*What the task asks:* From the entries that follow, copy every line with the word "answered".

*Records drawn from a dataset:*
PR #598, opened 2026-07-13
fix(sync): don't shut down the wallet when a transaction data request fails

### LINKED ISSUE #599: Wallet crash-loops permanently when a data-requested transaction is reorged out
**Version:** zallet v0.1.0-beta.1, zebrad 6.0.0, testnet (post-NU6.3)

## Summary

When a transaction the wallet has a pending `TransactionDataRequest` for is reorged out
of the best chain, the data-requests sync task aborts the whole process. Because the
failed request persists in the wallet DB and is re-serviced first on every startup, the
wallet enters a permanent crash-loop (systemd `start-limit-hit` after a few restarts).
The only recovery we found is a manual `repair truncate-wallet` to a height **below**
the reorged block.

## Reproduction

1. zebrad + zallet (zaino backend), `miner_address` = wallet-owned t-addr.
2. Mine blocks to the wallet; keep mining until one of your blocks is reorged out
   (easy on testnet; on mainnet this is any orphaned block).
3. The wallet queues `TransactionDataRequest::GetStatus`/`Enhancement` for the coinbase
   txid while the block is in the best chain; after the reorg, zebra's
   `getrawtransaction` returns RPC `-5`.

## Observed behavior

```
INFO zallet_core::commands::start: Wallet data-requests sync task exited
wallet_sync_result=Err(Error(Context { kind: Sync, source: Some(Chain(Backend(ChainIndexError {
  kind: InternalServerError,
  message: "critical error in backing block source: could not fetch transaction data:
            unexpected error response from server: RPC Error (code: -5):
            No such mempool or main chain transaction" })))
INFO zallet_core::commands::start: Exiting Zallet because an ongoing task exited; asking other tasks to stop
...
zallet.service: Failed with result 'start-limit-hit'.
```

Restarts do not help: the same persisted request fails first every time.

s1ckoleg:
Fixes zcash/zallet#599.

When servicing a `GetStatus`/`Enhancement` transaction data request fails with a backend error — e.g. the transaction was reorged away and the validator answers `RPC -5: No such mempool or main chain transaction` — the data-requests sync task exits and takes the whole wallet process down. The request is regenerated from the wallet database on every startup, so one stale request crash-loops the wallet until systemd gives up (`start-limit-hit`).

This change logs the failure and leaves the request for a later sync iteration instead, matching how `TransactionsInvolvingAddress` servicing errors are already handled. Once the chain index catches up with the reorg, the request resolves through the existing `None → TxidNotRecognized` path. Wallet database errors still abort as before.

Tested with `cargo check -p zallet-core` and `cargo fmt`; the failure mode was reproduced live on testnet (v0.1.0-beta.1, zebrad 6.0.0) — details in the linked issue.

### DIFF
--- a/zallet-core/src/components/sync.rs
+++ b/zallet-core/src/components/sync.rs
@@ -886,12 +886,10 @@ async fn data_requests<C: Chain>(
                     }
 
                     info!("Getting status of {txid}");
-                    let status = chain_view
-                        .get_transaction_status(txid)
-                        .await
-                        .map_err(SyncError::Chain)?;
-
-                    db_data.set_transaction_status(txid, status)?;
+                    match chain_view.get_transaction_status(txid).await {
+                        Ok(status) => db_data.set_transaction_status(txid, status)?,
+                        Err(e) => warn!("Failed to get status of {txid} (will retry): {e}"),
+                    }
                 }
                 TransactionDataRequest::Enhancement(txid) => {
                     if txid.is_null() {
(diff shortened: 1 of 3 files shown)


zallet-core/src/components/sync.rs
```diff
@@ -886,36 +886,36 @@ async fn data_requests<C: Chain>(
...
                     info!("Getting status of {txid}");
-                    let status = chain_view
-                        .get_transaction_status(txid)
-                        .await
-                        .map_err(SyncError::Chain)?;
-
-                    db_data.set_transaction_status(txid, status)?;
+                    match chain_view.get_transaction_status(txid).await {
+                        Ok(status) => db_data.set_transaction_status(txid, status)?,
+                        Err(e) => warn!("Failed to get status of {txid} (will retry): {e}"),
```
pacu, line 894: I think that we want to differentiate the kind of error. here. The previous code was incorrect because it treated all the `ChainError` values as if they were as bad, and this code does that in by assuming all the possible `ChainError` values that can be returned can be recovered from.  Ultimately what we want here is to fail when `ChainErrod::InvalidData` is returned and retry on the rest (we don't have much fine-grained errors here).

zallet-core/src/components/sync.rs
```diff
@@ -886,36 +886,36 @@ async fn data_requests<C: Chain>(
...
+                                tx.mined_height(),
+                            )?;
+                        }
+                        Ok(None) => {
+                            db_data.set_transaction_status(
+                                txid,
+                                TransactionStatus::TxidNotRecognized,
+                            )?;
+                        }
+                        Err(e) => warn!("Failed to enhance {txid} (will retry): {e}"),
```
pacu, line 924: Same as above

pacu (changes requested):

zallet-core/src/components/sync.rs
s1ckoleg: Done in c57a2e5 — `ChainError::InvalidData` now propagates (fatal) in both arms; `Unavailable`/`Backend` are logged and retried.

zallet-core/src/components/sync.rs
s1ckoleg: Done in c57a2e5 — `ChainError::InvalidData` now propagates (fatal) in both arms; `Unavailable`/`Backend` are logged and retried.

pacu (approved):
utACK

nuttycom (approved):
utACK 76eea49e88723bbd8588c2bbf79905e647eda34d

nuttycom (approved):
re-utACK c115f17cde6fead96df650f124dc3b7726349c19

==

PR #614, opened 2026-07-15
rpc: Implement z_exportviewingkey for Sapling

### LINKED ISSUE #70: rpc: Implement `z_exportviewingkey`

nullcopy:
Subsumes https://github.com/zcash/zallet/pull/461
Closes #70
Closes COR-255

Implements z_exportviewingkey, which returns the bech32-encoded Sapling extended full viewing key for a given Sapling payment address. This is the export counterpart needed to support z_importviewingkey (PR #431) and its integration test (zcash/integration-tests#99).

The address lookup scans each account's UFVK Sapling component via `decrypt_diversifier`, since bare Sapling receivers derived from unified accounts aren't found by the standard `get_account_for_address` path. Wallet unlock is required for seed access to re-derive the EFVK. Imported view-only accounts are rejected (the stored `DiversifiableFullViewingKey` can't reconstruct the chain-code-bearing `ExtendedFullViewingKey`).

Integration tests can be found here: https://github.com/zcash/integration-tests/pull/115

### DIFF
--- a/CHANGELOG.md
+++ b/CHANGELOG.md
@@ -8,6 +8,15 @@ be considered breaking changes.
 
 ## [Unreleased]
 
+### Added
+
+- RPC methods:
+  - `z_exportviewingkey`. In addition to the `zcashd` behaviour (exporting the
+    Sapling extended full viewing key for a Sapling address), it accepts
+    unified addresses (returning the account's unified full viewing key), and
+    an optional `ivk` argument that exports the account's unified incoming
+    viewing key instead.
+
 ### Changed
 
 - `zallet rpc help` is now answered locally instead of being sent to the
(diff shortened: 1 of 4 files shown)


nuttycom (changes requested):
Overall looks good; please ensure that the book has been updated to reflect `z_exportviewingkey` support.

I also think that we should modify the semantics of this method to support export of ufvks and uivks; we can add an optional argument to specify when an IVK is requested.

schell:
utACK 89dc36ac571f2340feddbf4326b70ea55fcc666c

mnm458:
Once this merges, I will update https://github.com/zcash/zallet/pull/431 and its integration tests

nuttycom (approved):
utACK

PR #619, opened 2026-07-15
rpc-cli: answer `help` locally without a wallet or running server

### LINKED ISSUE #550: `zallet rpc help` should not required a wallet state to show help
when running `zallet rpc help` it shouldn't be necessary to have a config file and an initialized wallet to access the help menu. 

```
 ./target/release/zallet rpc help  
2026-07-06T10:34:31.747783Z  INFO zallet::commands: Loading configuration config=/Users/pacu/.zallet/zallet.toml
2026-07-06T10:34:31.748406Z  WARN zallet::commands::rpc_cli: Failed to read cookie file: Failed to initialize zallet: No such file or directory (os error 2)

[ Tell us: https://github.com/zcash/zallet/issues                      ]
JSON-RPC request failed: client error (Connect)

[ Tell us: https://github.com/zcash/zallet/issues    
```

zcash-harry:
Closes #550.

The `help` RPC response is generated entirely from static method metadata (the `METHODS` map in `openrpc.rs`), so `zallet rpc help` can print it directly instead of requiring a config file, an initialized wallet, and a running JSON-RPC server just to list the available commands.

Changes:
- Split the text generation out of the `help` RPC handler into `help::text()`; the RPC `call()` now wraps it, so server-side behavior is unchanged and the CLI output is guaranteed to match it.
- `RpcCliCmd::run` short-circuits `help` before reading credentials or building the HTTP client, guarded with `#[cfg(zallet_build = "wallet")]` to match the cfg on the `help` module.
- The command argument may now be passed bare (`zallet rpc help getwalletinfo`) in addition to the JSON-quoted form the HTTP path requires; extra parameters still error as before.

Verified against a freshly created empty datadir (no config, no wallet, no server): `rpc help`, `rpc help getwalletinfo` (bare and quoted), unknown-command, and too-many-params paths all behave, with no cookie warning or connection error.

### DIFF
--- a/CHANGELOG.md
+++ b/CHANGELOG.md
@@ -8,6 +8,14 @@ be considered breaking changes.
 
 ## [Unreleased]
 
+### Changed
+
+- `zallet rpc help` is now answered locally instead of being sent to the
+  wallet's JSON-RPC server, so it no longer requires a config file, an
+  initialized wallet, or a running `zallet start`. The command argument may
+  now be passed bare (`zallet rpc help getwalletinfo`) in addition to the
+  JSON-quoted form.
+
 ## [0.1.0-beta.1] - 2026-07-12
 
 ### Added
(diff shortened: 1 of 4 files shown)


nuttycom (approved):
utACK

==

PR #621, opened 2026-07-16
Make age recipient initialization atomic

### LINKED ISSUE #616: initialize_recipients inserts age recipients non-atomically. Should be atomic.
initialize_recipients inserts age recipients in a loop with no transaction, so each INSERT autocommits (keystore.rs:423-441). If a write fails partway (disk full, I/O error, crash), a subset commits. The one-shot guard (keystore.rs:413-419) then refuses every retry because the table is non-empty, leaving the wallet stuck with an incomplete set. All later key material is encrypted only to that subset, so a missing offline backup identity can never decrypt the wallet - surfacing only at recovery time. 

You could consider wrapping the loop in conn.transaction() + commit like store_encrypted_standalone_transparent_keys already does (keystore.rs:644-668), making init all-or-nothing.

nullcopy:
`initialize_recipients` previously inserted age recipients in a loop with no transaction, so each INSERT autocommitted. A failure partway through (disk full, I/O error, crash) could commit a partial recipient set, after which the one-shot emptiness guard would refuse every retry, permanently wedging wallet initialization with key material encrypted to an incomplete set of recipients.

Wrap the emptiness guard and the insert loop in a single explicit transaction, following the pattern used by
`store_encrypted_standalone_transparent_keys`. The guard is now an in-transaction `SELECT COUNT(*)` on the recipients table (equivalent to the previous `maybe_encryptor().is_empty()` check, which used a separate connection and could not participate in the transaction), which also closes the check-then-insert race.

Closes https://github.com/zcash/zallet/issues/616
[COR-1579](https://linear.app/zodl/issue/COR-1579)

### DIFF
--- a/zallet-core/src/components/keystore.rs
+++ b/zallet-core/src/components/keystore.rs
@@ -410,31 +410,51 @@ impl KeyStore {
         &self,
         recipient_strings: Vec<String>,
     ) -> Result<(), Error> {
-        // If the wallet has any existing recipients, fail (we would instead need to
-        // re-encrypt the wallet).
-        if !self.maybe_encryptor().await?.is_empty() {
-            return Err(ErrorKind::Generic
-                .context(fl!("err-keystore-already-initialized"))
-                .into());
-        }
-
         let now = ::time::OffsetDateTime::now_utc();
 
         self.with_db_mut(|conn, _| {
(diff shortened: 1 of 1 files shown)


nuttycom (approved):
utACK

*Solved problem:*
 - `zallet rpc help` is now answered locally instead of being sent to the
+- `zallet rpc help` is now answered locally instead of being sent to the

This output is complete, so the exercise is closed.